╔══
PR #9345, opened 2026-08-05
feat(core): write cimd client identifiers to the session extension

xiaoyijun:
## Summary

Write the client identifier of a CIMD client to the dedicated `oidc_session_extensions.cimd_client_id` column instead of the varchar(21) `client_id` column.

- `consent()` identifies the consenting client once (`identifyClient`) and hands the result to both persists: registered applications keep writing `client_id`, CIMD clients write `cimd_client_id` — exactly one column carries the identifier, and the explicit `null` on the other column lets the upsert overwrite a stale value from a previous submission of the other client type.
- The client kind is classified by the identifier shape via the shared `isCimdClientId` (mirroring the fork's case-insensitive scheme test): registered ids never take the URL shape, and authorization has already resolved the client, so no lookup or outbound fetch is needed on the consent submission path.
- While CIMD is not effectively enabled, the identifier is registered by definition and the pre-CIMD path stays as is.
- The first-consented-app attribution becomes registered-only: a CIMD URL never reaches `users.application_id` (varchar(21)); persisting the CIMD attribution to `users.cimd_client_id` is left as a TODO for the consent milestone.
- `koaAutoConsent` routes a URL-shaped `client_id` straight to the explicit consent path while CIMD is effectively enabled — no lookup is needed, and a registered application deleted mid-interaction keeps failing with not-found instead of being mistaken for a CIMD client.
- The session extension queries gain `cimd_client_id` in the upsert column list, the join select lists, and the row type.
- `consent()` and `koaAutoConsent()` take the tenant `envSet` to evaluate the enablement gate.

## Testing

Unit tests.

## Checklist

- [ ] `.changeset`
- [x] unit tests
- [ ] integration tests

### DIFF
--- a/packages/core/src/libraries/session/consent.ts
+++ b/packages/core/src/libraries/session/consent.ts
@@ -5,7 +5,9 @@ import type { PromptDetail, Provider } from 'oidc-provider';
 import { errors } from 'oidc-provider';
 import { z } from 'zod';
 
+import { type EnvSet } from '#src/env-set/index.js';
 import { markAppLevelAccessControlChecked } from '#src/oidc/application-access-control.js';
+import { isCimdEffectivelyEnabled } from '#src/oidc/cimd.js';
 import type Queries from '#src/tenants/Queries.js';
 import assertThat from '#src/utils/assert-that.js';
 
@@ -35,6 +37,36 @@ export const getMissingScopes = (prompt: PromptDetail) => {
   return missingScopesGuard.parse(prompt.details);
 };
 
+/** Exactly one identifier is present, matching the kind of the consenting client. */
+type ClientIdentifiers = {
+  registeredClientId?: string;
+  cimdClientId?: string;
+};
+
+/**
+ * The `client_id` param alone cannot tell a registered application from a CIMD client, so the
+ * resolved client instance's marker decides. While CIMD is not effectively enabled the lookup
+ * is skipped: only registered applications can reach consent then.
+ */
+const identifyClient = async (
+  provider: Provider,
+  envSet: EnvSet,
+  clientId: string
+): Promise<ClientIdentifiers> => {
+  // DEV: CIMD (client ID metadata document) support
+  if (!isCimdEffectivelyEnabled(envSet)) {
+    return { registeredClientId: clientId };
+  }
+
+  const client = await provider.Client.find(clientId);
+
+  assertThat(client, new errors.InvalidClient('client must be available'));
+
+  return client.clientIdMetadataDocument
+    ? { cimdClientId: clientId }
+    : { registeredClientId: clientId };
+};
+
 /**
  * Persists the interaction's `lastSubmission` information to the session for future reference.
  *
@@ -59,13 +91,10 @@ export const getMissingScopes = (prompt: PromptDetail) => {
  */
 const saveInteractionLastSubmissionToSession = async (
   queries: Queries,
-  interactionDetails: Awaited<ReturnType<Provider['interactionDetails']>>
+  interactionDetails: Awaited<ReturnType<Provider['interactionDetails']>>,
+  { registeredClientId, cimdClientId }: ClientIdentifiers
 ) => {
-  const {
-    session,
-    lastSubmission,
-    params: { client_id: clientId },
-  } = interactionDetails;
+  const { session, lastSubmission } = interactionDetails;
 
   if (!session || !lastSubmission) {
     return;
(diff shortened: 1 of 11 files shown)


packages/core/src/libraries/session/consent.ts
```diff
@@ -35,6 +37,36 @@ export const getMissingScopes = (prompt: PromptDetail) => {
...
+  provider: Provider,
+  envSet: EnvSet,
+  clientId: string
+): Promise<ClientIdentifiers> => {
+  // DEV: CIMD (client ID metadata document) support
+  if (!isCimdEffectivelyEnabled(envSet)) {
+    return { registeredClientId: clientId };
+  }
+
+  const client = await provider.Client.find(clientId);
```
simeng-li: This lookup is not free on the consent submission path: `Client.find` consults the adapter first, so a CIMD id costs a wasted `findApplicationById` roundtrip with an up-to-2048-char URL before the resolver kicks in, and the fork's document cache is per-instance in-memory — on a different replica (or after the cache TTL) this becomes a synchronous outbound fetch, and a transient metadata-server failure surfaces as `invalid_client` after the user has already clicked consent. Registered clients also gain one extra DB query per submission that did not exist before.

Since registered ids never take the URL shape (the same invariant `koaAutoConsent` relies on) and the fork only accepts `https://` ids for CIMD, a shape test here yields the identical classification with zero I/O and no late failure path. Fine to defer to the consent milestone given this path is not reachable end-to-end yet, but I'd rather not let the lookup pattern harden.

packages/core/src/middleware/koa-auto-consent.ts
```diff
@@ -14,11 +16,22 @@ import assertThat from '#src/utils/assert-that.js';
...
  */
 
-const shouldAutoConsentApplication = async (clientId: string, query: Queries) => {
+const shouldAutoConsentApplication = async (clientId: string, query: Queries, envSet: EnvSet) => {
   const {
     applications: { findApplicationById },
   } = query;
 
+  // DEV: CIMD (client ID metadata document) support
+  if (isCimdEffectivelyEnabled(envSet) && clientId.startsWith('https://')) {
```
simeng-li: The fork accepts a case-insensitive scheme for CIMD ids (`/^https:\/\//iu` in `isValidClientIdUrl`), so `HTTPS://client.example.com/doc.json` can resolve end-to-end when the document echoes that exact string as `client_id` — but this case-sensitive test misroutes it to `findApplicationById` → 404 instead of the explicit consent path. Suggest a case-insensitive check (or a shared helper for the shape test), plus a test pinning the uppercase-scheme behavior either way.

packages/core/src/middleware/koa-auto-consent.ts
```diff
@@ -14,11 +16,22 @@ import assertThat from '#src/utils/assert-that.js';
...
+    /**
+     * Registered application ids never take the URL shape, and authorization has already
+     * resolved this client — a URL here is a CIMD client, which is never first-party.
+     * TODO: @xiaoyijun support CIMD clients on the rest of the experience consent flow
```
simeng-li, line 29: To confirm the intended sequencing: a CIMD client cannot actually finish this fall-through yet — the explicit consent route runs `koaAppAccessControl` → `findAppLevelAccessControlEnabled(<url>)` → not-found → `oidc.access_denied` before `consent()` executes, and the auto path never calls `consent()` for CIMD. So the `cimd_client_id` write is exercised only by unit tests until this TODO lands. Fine as stacked groundwork — just flagging that "routes straight to the explicit consent path" currently ends in `access_denied`, in case the guard support was meant to be part of this milestone.

packages/core/src/libraries/session/consent.ts
xiaoyijun: Adopted in 24751695a — `identifyClient` is now a synchronous shape test (`isCimdClientId`, shared with `koaAutoConsent`) and the `provider.Client.find` lookup is gone, along with its late `invalid_client` failure path. The `clientIdMetadataDocument` marker declaration was removed too since nothing consumes it anymore.

packages/core/src/middleware/koa-auto-consent.ts
xiaoyijun: Fixed in 24751695a — the shape test is now the shared `isCimdClientId` in `oidc/cimd.ts`, mirroring the fork's case-insensitive scheme regex (`/^https:\/\//iu`), with a unit test pinning the uppercase-scheme behavior.

packages/core/src/middleware/koa-auto-consent.ts
xiaoyijun: Confirmed, that sequencing is intended: this PR is the write-path groundwork only, and the `koaAppAccessControl` / consent-info support that lets a CIMD client actually finish the explicit consent flow lands with the consent milestone (the TODO in `koaAutoConsent` tracks it). Until then the `cimd_client_id` write is exercised by unit tests only.

packages/core/src/libraries/session/consent.ts
```diff
@@ -35,6 +37,36 @@ export const getMissingScopes = (prompt: PromptDetail) => {
   return missingScopesGuard.parse(prompt.details);
 };
 
+/** Exactly one identifier is present, matching the kind of the consenting client. */
+type ClientIdentifiers = {
+  registeredClientId?: string;
+  cimdClientId?: string;
+};
```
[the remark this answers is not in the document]
xiaoyijun: Keeping the plain optional pair: `ClientIdentifiers` is private to this module with a single producer — `identifyClient` is a one-expression ternary whose exhaustiveness is visible at a glance — and a single consumer that maps both fields through `?? null`. A `never`-based discriminated union would also break the current destructure-and-forward usage for a misuse surface that does not really exist here.

simeng-li (approved):

PR #9348, opened 2026-08-05
test(core): add unit tests for the OSS script runner

wangsijie:
## Summary

Stacked on #9343 (and, through it, #9339); the branch also carries #9346's commit, since the unref fix is load-bearing for any suite that touches real workers — the merge diff deflates to test-only changes once #9346 lands in #9339. Closes LOG-13955.

Unit coverage for the OSS runner and its adapters. Originally test-only; review turned up one production fix that now rides along (8b35f4c26): `resourceLimits` are fixed at worker spawn while `limits.memoryMb` is per-run input, so a pooled worker could serve a later run under the wrong memory cap — `memoryMb` is now part of the pool key (`{keyPrefix}:{entry}:{memoryMb}:{sha256(script)}`), and a run is only ever served by a worker spawned with exactly the budget it asked for.

### Runner (`libraries/script-runner/*.test.ts`)

- **Recycling on every fault leg** — new cases for unexpected `process.exit`, an out-of-run crash (a timer throw surfacing as the worker `error` event), and out-of-memory: the faulted worker leaves the pool and the next run gets a fresh one. Timeout recycling was already covered.
- **Spawn contract against a faked `node:worker_threads`** (new `worker-thread-script-runner.spawn.test.ts`) — `resourceLimits.maxOldGenerationSizeMb` plumbing, the `ERR_WORKER_OUT_OF_MEMORY` → `oom` mapping + recycling, and that a run requesting a different memory budget gets a fresh worker with that budget while an identical request reuses the pooled one. Faked deliberately: the jest process runs with `--max_old_space_size=4096`, which (per `pooled-worker.ts`'s own note) overrides the per-worker limit — so a real OOM can neither observe the 16 MB contract nor beat the wall clock reliably. ⚠️ The pre-existing `reports oom for a runaway allocation` case from #9339 still races a real multi-GB allocation against its 20 s deadline; left untouched here since it's #9339's code, but worth revisiting there.
- **Pool hygiene** — startup failures (syntax / missing entry) never occupy a pool slot; a worker retires after its 1000-admission budget and the next run starts fresh; a denial is a settled outcome, not a fault (worker stays pooled, state intact).
- **Sentinel integrity** — a script throwing an error *named* `DenyAccessSignal` reports `runtime`, not `denied`; the private-class `instanceof` check can't be forged.
- **Message pinning** — the flattened `DataCloneError` messages (`The script return value must be JSON-serializable.`, payload-transfer failure) and the syntax message round-trip are now asserted, not just the kinds.

### Adapters (`action.worker-pool.test.ts`, `jwt-customizer.worker-pool.test.ts`, new)

Mocked at the `WorkerThreadScriptRunner` seam so `run.ts` (limits, egress, `buildScriptFailureError`) stays real:

- Payload shape is pinned by exact key list — no `api`, no `script`/`tokenType` leaking across the thread boundary — plus `ossScriptLimits` and the `allowAll` egress policy.
- The full failure→status matrix on both adapters (denied 403 / syntax + type 422 / timeout + oom + runtime 500), the Custom JWT `AccessDenied` error body, the non-record 400 `Invalid input`, and Actions returning non-record values verbatim.
- **The legacy `node:vm` branch** (still the production path until LOG-13956): routing under the gate, denial 403, non-record 400, runtime 500 — and two truths worth documenting: a compile error maps to **500**, not 422, because the vm constructs the `SyntaxError` in the script's realm where the host `instanceof` can't see it (the worker runner is what makes syntax report 422), and an undeclared entry throws a realm-side `ReferenceError` (500) — only a declared non-function entry reaches the host `TypeError` and its 422.
- `scriptFailureStatusCodes` / `getScriptFailureStatusCode` / `buildScriptFailureError` pinned directly in `errors.test.ts` / `run.test.ts`.

### Existing suites from the issue's adapt list

- `action-result-validation.test.ts` — the separate-realm no-op case now has a worker-thread-boundary twin (structured clone instead of cross-realm prototypes); the legacy case keeps a `TODO (LOG-13956)`.
- `action.test.ts`, `action.cloud.test.ts`, `extra-token-claims.test.ts` — audited, no changes needed: they mock/spy the preserved `runScriptInLocalVm` seam, and under `NODE_ENV=test` (dev features on) already exercise the worker-pool path end to end.

### Verification

`@logto/core` jest: 271 suites — all green except the four `sign-in-experience` suites that fail on this machine for the known local-env reason (unbuilt `connectors/*/lib`), unrelated to this change. The 14 suites touching the runner/adapters: 205 tests, all passing. ESLint clean.

### DIFF
--- a/packages/core/src/libraries/script-runner/worker-thread-script-runner.spawn.test.ts
+++ b/packages/core/src/libraries/script-runner/worker-thread-script-runner.spawn.test.ts
@@ -1,0 +1,177 @@
+import EventEmitter from 'node:events';
+
+import { type ScriptRunInput } from './types.js';
+import {
+  type ScriptWorkerData,
+  type ScriptWorkerRequest,
+  type ScriptWorkerResponse,
+} from './worker-protocol.js';
+
+const { jest } = import.meta;
+
+/**
+ * A stand-in worker thread that records how it was spawned and lets each test script its fate.
+ *
+ * The real thing cannot pin two contracts: `resourceLimits` is invisible from inside a worker once
+ * the jest process's `--max_old_space_size` overrides it, and a real out-of-memory kill would race
+ * a multi-gigabyte allocation against the wall clock for the same reason. Faking the thread makes
+ * both deterministic — at the cost of not exercising the worker entry, which every sibling suite
+ * does with real threads.
+ */
+// eslint-disable-next-line unicorn/prefer-event-target -- the real `Worker` is an EventEmitter, and the code under test uses its `on` API
+class FakeWorker extends EventEmitter {
+  readonly requests: ScriptWorkerRequest[] = [];
+
+  constructor(
+    readonly workerPath: string,
+    readonly options: { workerData: ScriptWorkerData; resourceLimits: Record<string, number> }
+  ) {
+    super();
+    // eslint-disable-next-line @silverhand/fp/no-mutating-methods -- test bookkeeping
+    spawnedWorkers.push(this);
+    queueMicrotask(() => {
+      this.emit('message', { type: 'ready' } satisfies ScriptWorkerResponse);
+    });
+  }
+
+  postMessage(request: ScriptWorkerRequest): void {
+    // eslint-disable-next-line @silverhand/fp/no-mutating-methods -- test bookkeeping
+    this.requests.push(request);
+  }
+
+  // eslint-disable-next-line @typescript-eslint/no-empty-function -- only the real worker holds the event loop
+  unref(): void {}
+
+  async terminate(): Promise<number> {
+    return 0;
+  }
+
+  /** Settle the most recent run this worker was handed. */
+  succeedLast(value: unknown): void {
+    const request = this.requests.at(-1);
+
+    if (!request) {
+      throw new Error('No request has reached this worker yet.');
+    }
+
+    this.emit('message', {
+      type: 'result',
+      runId: request.runId,
+      result: { ok: true, value },
+    } satisfies ScriptWorkerResponse);
+  }
+}
+
+const spawnedWorkers: FakeWorker[] = [];
+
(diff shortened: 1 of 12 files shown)


simeng-li (approved):

packages/core/src/libraries/script-runner/worker-thread-script-runner.spawn.test.ts
```diff
@@ -0,0 +1,177 @@
...
+    await first;
+
+    const second = runner.run(buildInput('worker-source', 256));
+
+    await waitFor(() => spawnedWorkers[0]?.requests.length === 2);
+    spawnedWorkers[0]?.succeedLast({});
+    await second;
+
+    expect(spawnedWorkers).toHaveLength(1);
+    expect(spawnedWorkers[0]?.options.resourceLimits).toEqual({ maxOldGenerationSizeMb: 64 });
```
charIeszhao, line 175: This test currently locks in the first run memory budget, but `limits.memoryMb` is part of each `ScriptRunInput` while `resourceLimits` is fixed at worker spawn. A later run with the same script can therefore receive a stricter or looser limit than requested. Could we include normalized `memoryMb` in the pool key (or respawn when it changes) and make this case expect a second worker with the 256 MB limit?

wangsijie: Good catch — done in 8b35f4c26. `memoryMb` is now part of the pool key (`{keyPrefix}:{entry}:{memoryMb}:{sha256(script)}`), so a run is only ever served by a worker spawned with exactly the budget it asked for. The test now expects a second worker with the 256 MB limit, plus a repeat 256 MB run reusing it. Went with the key over respawn-on-change so alternating budgets don't thrash the pool.

PR #9350, opened 2026-08-05
fix(core): align default ID token signing algorithm with the tenant signing key

xiaoyijun:
## Summary

Align ID token signing with the tenant signing key for dynamically resolved (CIMD) clients, in both directions:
╚══
Nothing but the lines from the start of the data above through the line with "- While CIMD" should appear in your answer, copied exactly.

-- Response for this exercise --
PR #9345, opened 2026-08-05
feat(core): write cimd client identifiers to the session extension

xiaoyijun:
## Summary

Write the client identifier of a CIMD client to the dedicated `oidc_session_extensions.cimd_client_id` column instead of the varchar(21) `client_id` column.

- `consent()` identifies the consenting client once (`identifyClient`) and hands the result to both persists: registered applications keep writing `client_id`, CIMD clients write `cimd_client_id` — exactly one column carries the identifier, and the explicit `null` on the other column lets the upsert overwrite a stale value from a previous submission of the other client type.
- The client kind is classified by the identifier shape via the shared `isCimdClientId` (mirroring the fork's case-insensitive scheme test): registered ids never take the URL shape, and authorization has already resolved the client, so no lookup or outbound fetch is needed on the consent submission path.
- While CIMD is not effectively enabled, the identifier is registered by definition and the pre-CIMD path stays as is.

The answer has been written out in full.